§ **Try it**
Extract all lines in the data that contain the word "adds".

[Stored data entries]
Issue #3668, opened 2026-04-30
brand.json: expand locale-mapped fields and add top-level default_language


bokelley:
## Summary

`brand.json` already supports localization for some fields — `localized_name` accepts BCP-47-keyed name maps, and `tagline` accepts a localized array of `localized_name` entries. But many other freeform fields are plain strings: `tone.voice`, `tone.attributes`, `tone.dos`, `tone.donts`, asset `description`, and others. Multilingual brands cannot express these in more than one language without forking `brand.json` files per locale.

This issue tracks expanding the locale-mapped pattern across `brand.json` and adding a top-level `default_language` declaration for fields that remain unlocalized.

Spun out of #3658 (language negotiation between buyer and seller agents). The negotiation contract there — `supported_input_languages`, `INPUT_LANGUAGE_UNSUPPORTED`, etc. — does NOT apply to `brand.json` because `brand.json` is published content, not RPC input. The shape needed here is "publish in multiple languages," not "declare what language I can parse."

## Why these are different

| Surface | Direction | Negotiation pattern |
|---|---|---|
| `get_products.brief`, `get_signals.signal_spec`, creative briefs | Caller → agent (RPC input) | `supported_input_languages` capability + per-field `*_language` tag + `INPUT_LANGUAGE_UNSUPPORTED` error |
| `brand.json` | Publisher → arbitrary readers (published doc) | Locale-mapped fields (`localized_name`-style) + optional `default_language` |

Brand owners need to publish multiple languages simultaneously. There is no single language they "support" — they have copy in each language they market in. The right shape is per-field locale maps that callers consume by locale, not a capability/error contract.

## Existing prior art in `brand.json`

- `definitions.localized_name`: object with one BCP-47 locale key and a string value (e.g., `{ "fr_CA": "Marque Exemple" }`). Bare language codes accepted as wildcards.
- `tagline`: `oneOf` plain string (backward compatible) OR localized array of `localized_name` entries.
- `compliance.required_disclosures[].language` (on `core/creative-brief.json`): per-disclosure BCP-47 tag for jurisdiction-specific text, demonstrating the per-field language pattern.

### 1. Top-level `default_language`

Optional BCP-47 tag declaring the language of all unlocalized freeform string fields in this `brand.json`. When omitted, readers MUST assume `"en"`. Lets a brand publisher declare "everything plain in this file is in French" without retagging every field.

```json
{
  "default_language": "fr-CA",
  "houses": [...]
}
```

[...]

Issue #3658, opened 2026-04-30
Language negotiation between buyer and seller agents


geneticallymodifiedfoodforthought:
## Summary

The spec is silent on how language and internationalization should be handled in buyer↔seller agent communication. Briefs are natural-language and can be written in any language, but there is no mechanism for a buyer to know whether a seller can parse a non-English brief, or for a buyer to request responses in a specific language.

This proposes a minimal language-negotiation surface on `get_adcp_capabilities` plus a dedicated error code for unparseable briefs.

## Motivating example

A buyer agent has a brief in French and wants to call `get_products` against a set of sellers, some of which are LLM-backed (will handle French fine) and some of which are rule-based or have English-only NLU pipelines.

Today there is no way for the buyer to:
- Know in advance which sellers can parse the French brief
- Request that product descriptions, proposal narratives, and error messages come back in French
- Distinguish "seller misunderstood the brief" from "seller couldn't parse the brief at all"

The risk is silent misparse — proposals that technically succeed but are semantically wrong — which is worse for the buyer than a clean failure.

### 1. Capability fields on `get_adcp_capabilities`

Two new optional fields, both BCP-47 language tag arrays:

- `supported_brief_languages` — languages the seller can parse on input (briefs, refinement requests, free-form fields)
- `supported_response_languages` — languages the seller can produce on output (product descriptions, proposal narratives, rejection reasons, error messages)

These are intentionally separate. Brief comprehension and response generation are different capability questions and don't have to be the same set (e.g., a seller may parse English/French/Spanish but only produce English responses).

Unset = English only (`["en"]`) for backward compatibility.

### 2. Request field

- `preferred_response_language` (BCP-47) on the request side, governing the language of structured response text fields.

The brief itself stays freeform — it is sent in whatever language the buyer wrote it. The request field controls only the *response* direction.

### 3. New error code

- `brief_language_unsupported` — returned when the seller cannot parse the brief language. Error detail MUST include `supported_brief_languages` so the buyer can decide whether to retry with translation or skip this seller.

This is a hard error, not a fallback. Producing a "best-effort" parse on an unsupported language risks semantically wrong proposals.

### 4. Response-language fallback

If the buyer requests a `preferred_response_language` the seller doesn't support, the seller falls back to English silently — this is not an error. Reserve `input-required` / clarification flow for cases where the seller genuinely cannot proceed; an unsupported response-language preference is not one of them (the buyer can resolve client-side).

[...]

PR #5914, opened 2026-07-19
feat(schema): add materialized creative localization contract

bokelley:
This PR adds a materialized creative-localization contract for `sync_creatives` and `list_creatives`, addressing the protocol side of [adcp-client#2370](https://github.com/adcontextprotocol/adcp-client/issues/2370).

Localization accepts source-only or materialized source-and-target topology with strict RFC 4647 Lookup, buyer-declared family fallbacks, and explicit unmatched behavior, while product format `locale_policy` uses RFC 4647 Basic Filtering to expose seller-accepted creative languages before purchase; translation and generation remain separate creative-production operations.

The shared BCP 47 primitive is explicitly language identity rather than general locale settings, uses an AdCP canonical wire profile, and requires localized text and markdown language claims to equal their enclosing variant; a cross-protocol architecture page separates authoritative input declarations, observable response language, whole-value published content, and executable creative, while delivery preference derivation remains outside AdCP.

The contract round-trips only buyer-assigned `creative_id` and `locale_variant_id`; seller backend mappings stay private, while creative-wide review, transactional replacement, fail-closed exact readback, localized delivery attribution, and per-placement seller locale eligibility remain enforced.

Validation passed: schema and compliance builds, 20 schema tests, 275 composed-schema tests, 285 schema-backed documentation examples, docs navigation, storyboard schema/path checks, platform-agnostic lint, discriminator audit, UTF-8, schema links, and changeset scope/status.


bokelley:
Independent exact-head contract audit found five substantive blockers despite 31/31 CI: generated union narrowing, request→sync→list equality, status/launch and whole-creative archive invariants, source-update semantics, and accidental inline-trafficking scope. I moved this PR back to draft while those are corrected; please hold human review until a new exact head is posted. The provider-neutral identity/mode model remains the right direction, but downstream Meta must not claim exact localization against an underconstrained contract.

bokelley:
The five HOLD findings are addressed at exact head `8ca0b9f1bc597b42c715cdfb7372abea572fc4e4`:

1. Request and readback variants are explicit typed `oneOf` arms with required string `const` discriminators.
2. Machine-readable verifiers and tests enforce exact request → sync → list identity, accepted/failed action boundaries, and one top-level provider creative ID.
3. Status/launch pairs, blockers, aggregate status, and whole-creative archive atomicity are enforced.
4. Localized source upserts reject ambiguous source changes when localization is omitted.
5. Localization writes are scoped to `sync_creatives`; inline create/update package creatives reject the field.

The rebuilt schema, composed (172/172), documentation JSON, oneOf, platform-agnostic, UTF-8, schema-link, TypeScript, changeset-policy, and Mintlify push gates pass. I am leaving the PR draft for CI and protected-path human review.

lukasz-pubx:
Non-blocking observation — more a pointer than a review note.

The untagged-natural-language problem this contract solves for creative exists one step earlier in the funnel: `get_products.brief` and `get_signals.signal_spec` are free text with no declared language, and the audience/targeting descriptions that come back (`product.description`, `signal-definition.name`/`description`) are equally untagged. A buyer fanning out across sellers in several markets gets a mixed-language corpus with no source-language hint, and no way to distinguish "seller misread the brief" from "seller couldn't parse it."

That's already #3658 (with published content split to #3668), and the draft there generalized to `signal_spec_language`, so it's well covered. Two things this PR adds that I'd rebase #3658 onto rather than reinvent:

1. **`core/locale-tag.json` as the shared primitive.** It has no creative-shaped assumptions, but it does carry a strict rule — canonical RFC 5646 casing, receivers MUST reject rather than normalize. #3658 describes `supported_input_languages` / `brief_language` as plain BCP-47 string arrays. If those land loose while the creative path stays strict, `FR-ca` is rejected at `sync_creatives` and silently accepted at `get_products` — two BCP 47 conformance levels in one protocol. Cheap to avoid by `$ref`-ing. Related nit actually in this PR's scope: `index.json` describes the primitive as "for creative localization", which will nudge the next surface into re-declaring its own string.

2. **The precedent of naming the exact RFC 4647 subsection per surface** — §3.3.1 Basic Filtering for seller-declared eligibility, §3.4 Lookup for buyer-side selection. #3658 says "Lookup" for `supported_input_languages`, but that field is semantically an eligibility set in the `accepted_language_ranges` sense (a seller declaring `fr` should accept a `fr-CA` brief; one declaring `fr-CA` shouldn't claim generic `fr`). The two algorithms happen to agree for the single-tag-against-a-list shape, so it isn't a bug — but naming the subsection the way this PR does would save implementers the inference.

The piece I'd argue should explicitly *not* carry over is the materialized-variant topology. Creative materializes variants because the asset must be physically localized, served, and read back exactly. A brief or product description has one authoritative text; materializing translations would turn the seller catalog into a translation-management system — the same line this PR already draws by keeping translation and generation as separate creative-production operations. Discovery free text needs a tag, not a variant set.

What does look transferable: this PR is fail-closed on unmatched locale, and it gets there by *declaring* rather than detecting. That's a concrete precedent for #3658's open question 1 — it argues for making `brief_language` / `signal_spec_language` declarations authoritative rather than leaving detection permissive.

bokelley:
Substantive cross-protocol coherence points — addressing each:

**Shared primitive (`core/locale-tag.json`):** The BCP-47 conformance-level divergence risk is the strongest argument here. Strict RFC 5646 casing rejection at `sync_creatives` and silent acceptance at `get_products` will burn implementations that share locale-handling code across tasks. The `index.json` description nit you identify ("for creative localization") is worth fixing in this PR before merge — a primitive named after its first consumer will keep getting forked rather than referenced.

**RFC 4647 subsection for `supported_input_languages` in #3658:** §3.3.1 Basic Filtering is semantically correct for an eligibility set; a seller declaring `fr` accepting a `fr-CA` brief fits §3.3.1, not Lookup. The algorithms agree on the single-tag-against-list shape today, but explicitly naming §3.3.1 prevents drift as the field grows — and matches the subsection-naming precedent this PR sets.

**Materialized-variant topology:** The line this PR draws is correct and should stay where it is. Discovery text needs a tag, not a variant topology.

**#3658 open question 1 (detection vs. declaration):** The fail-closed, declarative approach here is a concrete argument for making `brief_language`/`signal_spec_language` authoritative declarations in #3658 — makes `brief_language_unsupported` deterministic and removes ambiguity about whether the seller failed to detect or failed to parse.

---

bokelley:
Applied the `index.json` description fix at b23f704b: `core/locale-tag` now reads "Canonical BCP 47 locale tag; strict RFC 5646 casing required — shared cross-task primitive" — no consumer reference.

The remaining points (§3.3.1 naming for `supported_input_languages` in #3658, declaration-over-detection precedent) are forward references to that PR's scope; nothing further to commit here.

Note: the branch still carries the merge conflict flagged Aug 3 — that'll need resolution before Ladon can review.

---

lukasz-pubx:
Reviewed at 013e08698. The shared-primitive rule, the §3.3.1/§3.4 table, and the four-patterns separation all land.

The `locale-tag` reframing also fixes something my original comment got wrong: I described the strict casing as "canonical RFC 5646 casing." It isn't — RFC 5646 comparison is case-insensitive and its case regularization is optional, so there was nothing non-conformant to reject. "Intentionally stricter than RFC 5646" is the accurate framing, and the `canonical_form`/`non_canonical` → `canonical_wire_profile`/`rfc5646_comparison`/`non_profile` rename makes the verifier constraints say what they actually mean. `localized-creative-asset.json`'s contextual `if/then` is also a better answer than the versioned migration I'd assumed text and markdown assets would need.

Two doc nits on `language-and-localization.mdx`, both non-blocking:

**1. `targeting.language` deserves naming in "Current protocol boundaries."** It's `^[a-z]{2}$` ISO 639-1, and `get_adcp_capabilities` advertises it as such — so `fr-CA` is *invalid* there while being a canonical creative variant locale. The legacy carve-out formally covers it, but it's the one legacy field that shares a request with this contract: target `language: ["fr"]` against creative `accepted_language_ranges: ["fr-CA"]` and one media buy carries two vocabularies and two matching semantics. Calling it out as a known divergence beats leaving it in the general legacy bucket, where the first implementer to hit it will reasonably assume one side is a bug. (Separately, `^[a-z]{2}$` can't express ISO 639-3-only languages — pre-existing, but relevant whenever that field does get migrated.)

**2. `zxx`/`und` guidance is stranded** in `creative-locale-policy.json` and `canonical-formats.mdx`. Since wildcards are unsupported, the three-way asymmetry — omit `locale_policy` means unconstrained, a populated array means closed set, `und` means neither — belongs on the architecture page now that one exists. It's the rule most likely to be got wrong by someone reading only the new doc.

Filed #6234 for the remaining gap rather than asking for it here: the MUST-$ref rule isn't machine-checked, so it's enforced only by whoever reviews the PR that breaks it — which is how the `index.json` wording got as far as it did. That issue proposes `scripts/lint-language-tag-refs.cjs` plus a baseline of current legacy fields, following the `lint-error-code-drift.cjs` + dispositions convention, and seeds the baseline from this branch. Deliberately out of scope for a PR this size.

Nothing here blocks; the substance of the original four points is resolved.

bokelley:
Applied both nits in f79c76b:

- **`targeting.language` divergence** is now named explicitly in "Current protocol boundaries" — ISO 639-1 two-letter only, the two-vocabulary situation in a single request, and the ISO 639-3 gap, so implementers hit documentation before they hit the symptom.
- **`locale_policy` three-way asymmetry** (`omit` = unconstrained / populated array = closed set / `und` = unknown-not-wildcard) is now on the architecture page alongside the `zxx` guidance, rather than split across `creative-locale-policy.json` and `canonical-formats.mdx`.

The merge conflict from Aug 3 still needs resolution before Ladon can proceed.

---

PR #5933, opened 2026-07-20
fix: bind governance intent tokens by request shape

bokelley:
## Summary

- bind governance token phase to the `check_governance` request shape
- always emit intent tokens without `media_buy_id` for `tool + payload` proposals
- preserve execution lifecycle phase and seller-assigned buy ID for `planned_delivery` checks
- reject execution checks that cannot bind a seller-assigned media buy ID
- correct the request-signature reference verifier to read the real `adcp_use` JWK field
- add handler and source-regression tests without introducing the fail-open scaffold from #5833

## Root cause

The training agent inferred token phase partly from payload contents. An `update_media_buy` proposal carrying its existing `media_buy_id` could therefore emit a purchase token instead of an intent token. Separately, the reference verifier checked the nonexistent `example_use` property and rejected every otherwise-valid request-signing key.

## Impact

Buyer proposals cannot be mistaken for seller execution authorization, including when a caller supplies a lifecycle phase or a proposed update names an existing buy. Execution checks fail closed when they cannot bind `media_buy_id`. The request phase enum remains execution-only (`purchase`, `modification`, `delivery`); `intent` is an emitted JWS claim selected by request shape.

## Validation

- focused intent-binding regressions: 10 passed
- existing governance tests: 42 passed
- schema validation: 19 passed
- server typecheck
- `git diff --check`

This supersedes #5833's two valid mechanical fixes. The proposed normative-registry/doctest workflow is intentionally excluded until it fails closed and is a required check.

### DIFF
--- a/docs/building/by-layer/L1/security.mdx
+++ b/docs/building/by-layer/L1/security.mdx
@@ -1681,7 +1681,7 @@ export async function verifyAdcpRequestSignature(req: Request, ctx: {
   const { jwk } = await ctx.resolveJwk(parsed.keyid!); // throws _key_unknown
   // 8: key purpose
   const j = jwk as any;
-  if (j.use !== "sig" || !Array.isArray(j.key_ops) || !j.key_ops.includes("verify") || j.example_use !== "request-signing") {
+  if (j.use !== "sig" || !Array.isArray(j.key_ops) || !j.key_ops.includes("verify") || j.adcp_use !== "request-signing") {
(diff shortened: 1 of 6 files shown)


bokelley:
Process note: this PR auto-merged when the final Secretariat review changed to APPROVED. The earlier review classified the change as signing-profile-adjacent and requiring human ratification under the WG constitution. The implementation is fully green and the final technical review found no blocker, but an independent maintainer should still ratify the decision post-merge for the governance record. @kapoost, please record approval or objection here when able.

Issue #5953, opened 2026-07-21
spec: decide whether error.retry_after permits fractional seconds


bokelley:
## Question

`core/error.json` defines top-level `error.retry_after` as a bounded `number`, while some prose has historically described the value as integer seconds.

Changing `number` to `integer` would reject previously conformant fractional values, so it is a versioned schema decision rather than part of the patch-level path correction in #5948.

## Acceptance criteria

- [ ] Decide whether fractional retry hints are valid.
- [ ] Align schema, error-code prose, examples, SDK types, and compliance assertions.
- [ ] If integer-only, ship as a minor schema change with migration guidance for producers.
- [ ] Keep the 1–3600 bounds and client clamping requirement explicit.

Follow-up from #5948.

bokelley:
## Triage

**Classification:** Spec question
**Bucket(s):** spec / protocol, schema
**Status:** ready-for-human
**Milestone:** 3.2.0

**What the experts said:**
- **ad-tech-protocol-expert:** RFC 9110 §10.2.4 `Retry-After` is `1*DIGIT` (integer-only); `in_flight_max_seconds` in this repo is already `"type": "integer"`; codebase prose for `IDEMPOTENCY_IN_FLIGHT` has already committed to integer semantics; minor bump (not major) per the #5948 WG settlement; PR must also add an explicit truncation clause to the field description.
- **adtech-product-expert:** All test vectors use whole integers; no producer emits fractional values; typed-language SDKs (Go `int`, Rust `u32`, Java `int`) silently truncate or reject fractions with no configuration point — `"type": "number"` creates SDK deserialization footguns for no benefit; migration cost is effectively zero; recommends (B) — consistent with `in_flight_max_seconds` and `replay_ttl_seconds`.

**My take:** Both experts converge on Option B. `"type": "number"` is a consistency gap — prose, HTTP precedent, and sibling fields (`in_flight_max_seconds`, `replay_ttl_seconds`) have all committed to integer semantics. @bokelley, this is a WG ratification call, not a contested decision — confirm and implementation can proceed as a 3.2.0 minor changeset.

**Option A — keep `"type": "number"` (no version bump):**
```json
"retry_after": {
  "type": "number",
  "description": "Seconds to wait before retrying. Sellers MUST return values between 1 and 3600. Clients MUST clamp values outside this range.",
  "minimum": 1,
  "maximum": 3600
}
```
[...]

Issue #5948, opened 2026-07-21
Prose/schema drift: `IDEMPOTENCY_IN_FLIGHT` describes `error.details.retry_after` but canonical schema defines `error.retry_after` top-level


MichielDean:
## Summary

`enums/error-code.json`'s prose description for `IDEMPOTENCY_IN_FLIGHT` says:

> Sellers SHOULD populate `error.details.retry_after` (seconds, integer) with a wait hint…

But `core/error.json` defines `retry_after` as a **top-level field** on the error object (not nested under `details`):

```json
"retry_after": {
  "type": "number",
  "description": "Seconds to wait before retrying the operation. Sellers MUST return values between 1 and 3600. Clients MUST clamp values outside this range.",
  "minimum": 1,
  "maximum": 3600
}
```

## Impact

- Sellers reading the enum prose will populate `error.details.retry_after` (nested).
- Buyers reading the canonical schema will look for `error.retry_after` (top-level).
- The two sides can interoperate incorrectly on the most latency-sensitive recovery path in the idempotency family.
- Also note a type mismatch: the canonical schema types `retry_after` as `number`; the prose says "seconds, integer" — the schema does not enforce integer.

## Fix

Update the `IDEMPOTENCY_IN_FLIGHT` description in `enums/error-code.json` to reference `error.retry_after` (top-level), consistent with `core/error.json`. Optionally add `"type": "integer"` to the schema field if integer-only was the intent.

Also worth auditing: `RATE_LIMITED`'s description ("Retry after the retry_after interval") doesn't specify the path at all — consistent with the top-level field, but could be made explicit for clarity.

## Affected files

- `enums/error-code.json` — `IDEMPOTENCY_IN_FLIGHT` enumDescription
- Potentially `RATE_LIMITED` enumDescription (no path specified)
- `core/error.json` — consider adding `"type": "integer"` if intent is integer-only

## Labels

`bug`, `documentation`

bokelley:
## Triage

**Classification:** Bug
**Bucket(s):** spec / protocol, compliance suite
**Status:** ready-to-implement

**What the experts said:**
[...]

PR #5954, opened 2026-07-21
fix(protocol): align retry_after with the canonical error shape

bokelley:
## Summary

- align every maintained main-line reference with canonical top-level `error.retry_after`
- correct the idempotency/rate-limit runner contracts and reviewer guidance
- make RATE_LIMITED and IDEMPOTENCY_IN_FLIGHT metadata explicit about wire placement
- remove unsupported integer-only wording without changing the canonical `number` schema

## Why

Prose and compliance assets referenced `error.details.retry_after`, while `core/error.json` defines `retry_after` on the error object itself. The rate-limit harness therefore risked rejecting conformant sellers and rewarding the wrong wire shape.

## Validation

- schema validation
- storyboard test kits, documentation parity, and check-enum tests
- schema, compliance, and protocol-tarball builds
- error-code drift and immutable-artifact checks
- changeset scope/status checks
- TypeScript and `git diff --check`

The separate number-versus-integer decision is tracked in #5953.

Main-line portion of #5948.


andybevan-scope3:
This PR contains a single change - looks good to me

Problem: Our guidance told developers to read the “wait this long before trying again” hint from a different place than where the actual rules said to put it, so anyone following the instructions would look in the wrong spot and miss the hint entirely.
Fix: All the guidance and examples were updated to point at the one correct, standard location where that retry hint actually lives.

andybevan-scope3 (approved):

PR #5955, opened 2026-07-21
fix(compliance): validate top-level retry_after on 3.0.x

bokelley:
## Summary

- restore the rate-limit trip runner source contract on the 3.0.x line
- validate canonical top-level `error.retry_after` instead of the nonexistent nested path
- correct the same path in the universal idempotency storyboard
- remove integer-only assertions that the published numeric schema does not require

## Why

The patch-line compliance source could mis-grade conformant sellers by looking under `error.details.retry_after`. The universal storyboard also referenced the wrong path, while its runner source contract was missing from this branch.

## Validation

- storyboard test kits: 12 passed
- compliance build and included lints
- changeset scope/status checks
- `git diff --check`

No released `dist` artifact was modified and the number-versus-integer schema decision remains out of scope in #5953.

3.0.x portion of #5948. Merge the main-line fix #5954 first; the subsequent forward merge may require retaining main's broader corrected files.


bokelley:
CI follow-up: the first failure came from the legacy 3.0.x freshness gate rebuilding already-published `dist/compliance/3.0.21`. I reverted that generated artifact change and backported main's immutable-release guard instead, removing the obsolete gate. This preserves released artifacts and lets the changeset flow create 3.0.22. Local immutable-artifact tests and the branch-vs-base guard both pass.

§ **Solution for this problem**
This PR adds a materialized creative-localization contract for `sync_creatives` and `list_creatives`, addressing the protocol side of [adcp-client#2370](https://github.com/adcontextprotocol/adcp-client/issues/2370).
That's already #3658 (with published content split to #3668), and the draft there generalized to `signal_spec_language`, so it's well covered. Two things this PR adds that I'd rebase #3658 onto rather than reinvent:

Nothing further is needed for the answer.